3. Sometimes a word or thought will trigger a song- kind of like the gentleman in the podcast realizing that the music he was hearing was always aymbolic of what was going on in his life at that time.  Except much more literal.  A word or phrase that appears in a song will trigger it and it will run until something else takes its place.  You know, like when you’re walking down Broadway and you realize you have the song “On Broadway” in your head.  “Champs-Elysees” is even worse!!  And whatever you do, don’t walk by the Molly Malone statue in Dublin unless you really, REALLY like the song “Cockles ‘n’ Mussels!”  This is where it can be fun playing detective- “What made me think of this song??”

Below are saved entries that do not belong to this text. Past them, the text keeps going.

PR #171, opened 2024-04-02
Extend screening overlap to IOData wrapper

leila-pujal:
This PR builds on top of PR #111 to extend the screening overlap functionality to data load from and `IOData` object. PR #111 implemented the screening of overlap type integrals. This feature is set up at the user level when the function `make_contractions` is employed in combination with a parsed basis from a Gaussian or NWChem basis set. The same API is added to the function `from_iodata` to be able to access the overlap screening feature. `test_wrappers.py` has been updated and also a new test has been added to check the new API correctly stores the overlap screening information passed when instantiating each `GeneralizedContractionShell`

## Checklist

- [x] Update documentation
- [x] Rebase onto master

## Type of Changes

|   | Type |
| ✓  | :bug: Bug fix  |

### DIFF
--- a/gbasis/wrappers.py
+++ b/gbasis/wrappers.py
@@ -142,7 +142,7 @@ def from_iodata(mol, tol=1e-20, overlap=False):
                 shell.kinds[0],
                 icenter=shell.icenter,
                 tol=tol,
-                ovr_screen=overlap
+                ovr_screen=overlap,
             )
         )
 
--- a/gbasis/wrappers.py
+++ b/gbasis/wrappers.py
@@ -3,13 +3,17 @@ from gbasis.contractions import GeneralizedContractionShell
 import numpy as np
 
 
-def from_iodata(mol):
+def from_iodata(mol, tol=1e-20, overlap=False):
     """Return basis set stored within the `IOData` instance in `iodata`.
 
     Parameters
     ----------
     mol : iodata.iodata.IOData
         `IOData` instance from `iodata` module.
+    tol : float
+        Tolerance used in overlap screening.
+    ovrlap : bool
+        Flag for performing overlap screening between contractions.
 
     Returns
     -------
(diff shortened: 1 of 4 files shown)


gbasis/wrappers.py
```diff
@@ -3,13 +3,17 @@
...
+def from_iodata(mol, tol=1e-20, overlap=False):
     """Return basis set stored within the `IOData` instance in `iodata`.
 
     Parameters
     ----------
     mol : iodata.iodata.IOData
         `IOData` instance from `iodata` module.
+    tol : float
+        Tolerance used in overlap screening.
+    ovrlap : bool
```
maximilianvz: Typo to fix here ("ovrlap" should be "overlap").

maximilianvz:
@leila-pujal, this looks good to me. The only thing I might suggest is updating the documentation of the `__init__` function of the `GeneralizedContractionShell` class so that the argument names match what is written. Specifically, in [this line](https://github.com/theochem/gbasis/blob/9f6afe7ffc56b9a4e7f8a4a74d0fa5f01197ebca/gbasis/contractions.py#L118), the argument `tol` (given a default value of 1e-15) is referenced in the documentation [here](https://github.com/theochem/gbasis/blob/9f6afe7ffc56b9a4e7f8a4a74d0fa5f01197ebca/gbasis/contractions.py#L144) as `ovr_tol`. This caused a slight bit of confusion for me, because when instantiating an `IOData` shell object as you did [here](https://github.com/theochem/gbasis/blob/373734956bbc9f62bc5ae9e0711302f98a4ca3d7/gbasis/wrappers.py#L144) or when instantiating a `GeneralizedBasisContraction` object as is done in `make_contractions` [here](https://github.com/theochem/gbasis/blob/9f6afe7ffc56b9a4e7f8a4a74d0fa5f01197ebca/gbasis/parsers.py#L251), you obviously need to pass `tol=tol` rather than `ovr_tol=tol` (otherwise, the code will break). When I was trying to cross-reference with the documentation, this difference in naming caught me off guard. You could combine this in a commit with a correction of the typo I pointed out above.

leila-pujal:
Thanks @maximilianvz for your detailed and quick review. I overlooked that typo (probably because in some other places the abbreviation is used). You are right about the mismatch in the documentation. I address it in my last commit as well as the typo (like you suggested). I've asked for another revision from you. Let me know if I forgot to address something from your review.

gbasis/wrappers.py
leila-pujal: Fixed

maximilianvz (approved):
Looks good to me now, @leila-pujal.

4. The only times I don’t hear music in my head are when there is music playing in reality (and there are exceptions, like right now), and brief moments if I am like meditating or having a Zen moment where my mind is empty.  That’s not really my thing so doesn’t happen all that much.

So right now I’ve had the Nymphs trio from the beginning of Act 2 (aka The Opera) of Ariadne in my head.  Why?  Because even though I’ve kinda known how it goes for years (I sang Zerbinetta in that scene in college, even though it was only one line for me), yesterday for the first time I tried to sing it.  See, turns out we only have one Naiade in our double-cast, no-understudy production, and I started thinking if she gets sick or something happens, somebody is gonna have to step in and sing her part, and that somebody would of course be me, as it’s also a high, coloratura role, and I learn and memorize music really really fast, and, well, basically it’s always me.  So I decided to give it a look, it was a lot harder than I expected, I spent like a full hour on it even though I’d planned to just read through it (oops, I actually had to work on it, silly me underestimating Strauss), and ever since then it’s been in my head.  Pretty much nonstop.  I don’t mind, it’s a wonderful piece of music!!!

Well this was a lot more than I expected to write about somebody else’s podcast.  Oh yeah, and the Afghanistan story at the end got me choked up a little.  Really worth a listen!

Anyways, I’m interested in hearing other people’s experiences, both in degrees of perfect pitch and songs in your head.